The book Training with Mo, is a good easy ready. Plus its hard to mess a pup up using his training methods.
Perfect Start and later Perfect Finish are great DVDs.


----------



## R E McCraith (Nov 24, 2011)

Break 2 bird - break 2 gun - ASAP - V's never tire of a challenge - nature of the breed - keep training short & fun - PIKE @ 5yrs - pick up a bumper 4 land water or blind - he could not V happier - the hard part is knowing what the the pup needs & what you want - just a balancing act !


----------



## vangtt (Feb 27, 2014)

Hi folks,

So I've started investing in some training gear and videos. I ended up getting the perfect start/finish videos that TexasRed suggested. So far very informative. I've gone thru the first two videos (perfect start) once. Maybe I missed it but what is the benefit of starting with quail and then pigeons for training?


----------



## einspänner (Sep 8, 2012)

I'm not sure if you're asking why not start with pigeons or why switch later. If the first, I don't have enough experience to answer other than to say that quail are an easy bird for a younger dog to handle. If the second it's because they can start catching even strong flying quail. 

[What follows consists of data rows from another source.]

PR #15, opened 2026-08-07
Fix the required-layer table's drift from the shipped descriptors (#14)

### LINKED ISSUE #14: scene-layer-protocol.md's required-layer table has drifted from the shipped descriptors
The required-profiles table in `docs/instruments/scene-layer-protocol.md`
("Required panel profiles") says the PFD requires `Attitude, Tapes,
Annunciation` with `Guidance` optional. The shipped descriptor requires
Guidance too: `crates/pilotage-instrument-panels/src/descriptors.rs:59-62`
sets `Attitude | Tapes | Guidance | Annunciation`. And the monitor panel
(`descriptors.rs:277`, `Tapes | Annunciation`) is absent from the table
entirely.

One of the two is wrong, and the table is exactly the prose a backend author
will trust — the document is the layer-protocol contract. Decide which side
is authoritative:

- if the descriptor is right (every PFD frame opens the Guidance band; the
  CDI/flight-director band is load-bearing), fix the table and add the
  monitor row — doc-only;
- if the document is right (Guidance genuinely optional for a PFD), the
  descriptor change moves the scene digest and re-runs admission — a
  different, bigger PR with its own pin advance.

Either way the guardrail lands with the fix: the table is derived from, or
checked against, the `required_layers` masks of `BUILTIN_PANELS`, so it
cannot drift again — the same family as the standards-registry drift guard.
Belongs alongside #7, which will cite this table.

Found while mapping the crates for the composition/resize architecture work
(#11 / #12). Doc-only branch has no display behavior change; the
descriptor branch would be its own reviewed digest move under AIR-BAS-005.

luofang34:
Fixes #14.

## Which side was authoritative

The descriptor. `draw_pfd` opens the `Guidance` band unconditionally —
its own comment says so ("The band is always emitted so the layer
contract holds under every degradation; its content disappears with the
director"). So this is the issue's **doc-only branch**: the table was
wrong, not the mask.

## What changed

- The PFD row gains `Guidance` in required and loses it from optional.
- The monitor panel gains the row it never had
  (`Tapes`, `Annunciation` required).
- Prose records *why* the PFD requires a band whose content is often
  empty, so a backend author does not read an empty `Guidance` band as
  a missing one.

## The guardrail

`layer_profile_doc_tests` derives the required column from each
descriptor's `required_layers` mask and the optional column from its
complement over the six defined layers, parses this table out of the
document, and fails on any disagreement — the drift-guard family the
issue asked for.

Both halves of the reported drift were verified to fail the new tests
when reintroduced:

- old PFD row → `documented required layers disagree with required_layers`
- monitor row deleted → `the profiles table must list every shipped panel`

## No display behavior change

Scene digest still `bd85b8537f0b3e4abf8cf3ad3d36c6abfdceac15355639af2804d58dd9c61931`
(bench reports "matches pin"), corpus and raster baselines untouched.

## Gates run locally

fmt, clippy `-D warnings`, test `--all-targets`, doc `-D missing_docs`,
release build, `thumbv7em-none-eabihf` no_std closure, check-structure,
instrument-requirements, certification-claims, standards-registry,
instrument-bench, and both HARD evidence-gate steps — all green.

### DIFF
--- a/crates/pilotage-instrument-panels/src/descriptors.rs
+++ b/crates/pilotage-instrument-panels/src/descriptors.rs
@@ -462,4 +462,6 @@ pub const BUILTIN_SCENE_DIGEST: &str =
 #[cfg(test)]
 mod digest_tests;
 #[cfg(test)]
+mod layer_profile_doc_tests;
+#[cfg(test)]
 mod tests;
--- a/crates/pilotage-instrument-panels/src/descriptors/layer_profile_doc_tests.rs
+++ b/crates/pilotage-instrument-panels/src/descriptors/layer_profile_doc_tests.rs
@@ -15,7 +15,9 @@ use super::{BUILTIN_PANELS, layer_bit};
 
 const PROTOCOL_DOC: &str = include_str!("../../../../docs/instruments/scene-layer-protocol.md");
 
-const SECTION: &str = "## Required panel profiles";
+const HEADING: &str = "## Required panel profiles";
+
+const HEADER: [&str; 3] = ["Panel", "Required layers", "Optional layers"];
 
 /// Every defined layer, ascending — the order both table columns list.
 fn defined_layers() -> Vec<LayerId> {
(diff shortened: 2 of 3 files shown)


luofang34:
## Independent review — findings addressed

An independent reviewer verified the change against the repository rather than against this description. Summary of what it confirmed and what it caught.

**Confirmed independently:**
- The "descriptor is authoritative" decision is correct. `draw_pfd` has no `return` at all; `declutter` gates only the band's *content*, and `BackgroundMode` touches only the `Background` band. The sole Attitude/Tapes-without-Guidance exit is `?` propagation, which returns `Err` and is converted to `AdmissionError::Draw` before the required-layer check ever runs.
- The reviewer also noted the PFD Guidance requirement is *already* empirically enforced on `main`: `builtin_panels_pass_admission` runs 121 state × withholding cases through the required-layer check.
- All three table rows match the masks exactly, in ascending layer order.
- `encode.rs` emits `BeginLayer` before `Save`, so an empty Guidance band still sets its present bit — the doc's new "must not read an empty band as a missing one" claim is accurate.

**Caught — three ways the guard could pass vacuously**, each reproduced by the reviewer and each now fixed in 9bdb147:

| Hole | Wrong-but-passing edit | Now |
|---|---|---|
| Header sentinel was content-blind | a false row whose first cell is literally `Panel` | fails |
| `is_rule` vacuously true on empty cells | a blank row `\|  \|  \|  \|` | fails |
| Parser stopped at the first blank line | a second table added inside the section | fails |

Parsing is now positional (header, delimiter, then data), bounded to the section by the next heading, plus a new test pinning the section to exactly one table. I re-ran the reviewer's three attack edits and the original #14 drift: all four now fail the suite.

Also addressed: `a_drifting_mask_is_caught` was near-tautological — it passed even when the PFD mask genuinely drifted. It now checks both directions against the cell the guard actually reads. And `documented[0]` no longer indexes directly. The prose no longer hard-codes "six defined layers" while the test derives from `LAYER_COUNT`.

Digest still `bd85b85…` (matches pin). CI green.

That's where I am now. Scout won't point as intensely or stay as steady as she will for bigger birds because she's excited to pounce. I need to convert my quail pen for homers and find a breeder.


----------



## vangtt (Feb 27, 2014)

I am asking both . Thanks for your reply. Have you gotten Scout to the point where you are actually shooting and letting him retrieve? If not what do you mean by easier to handle? I am most likely going to try the methods in the DVD I mentioned, and I don't think I am supposed to let the dog catch a live bird at all.


----------



## WillowyndRanch (Apr 3, 2012)

Intellectual property removed by Author


----------



## v-john (Jan 27, 2013)

I agree with Ken. 

The first time, I use quail and just let the pup have fun with the quail, chase it around play, whatever. I don't use corturnix, but only because they aren't that available around here. But they are a perfect for what you are trying to establish. . To really build that prey drive, and just let pup realize that this bird thing is a blast. 
Then I start to get some good flying quail set them out and get pup into them, and having them fly off. Then you can move into pigeons, or whatever. 
Like Ken said, pup can do no wrong. 

Do not hurry pup, for something he is not ready for. Do not push gunfire on him on him as problems can develop down the line if he isn't ready for it. Training with Mo is a great book, btw.


----------



## v-john (Jan 27, 2013)

einspänner said:


> I'm not sure if you're asking why not start with pigeons or why switch later. If the first, I don't have enough experience to answer other than to say that quail are an easy bird for a younger dog to handle. If the second it's because they can start catching even strong flying quail.
> 
> That's where I am now. Scout won't point as intensely or stay as steady as she will for bigger birds because she's excited to pounce. I need to convert my quail pen for homers and find a breeder.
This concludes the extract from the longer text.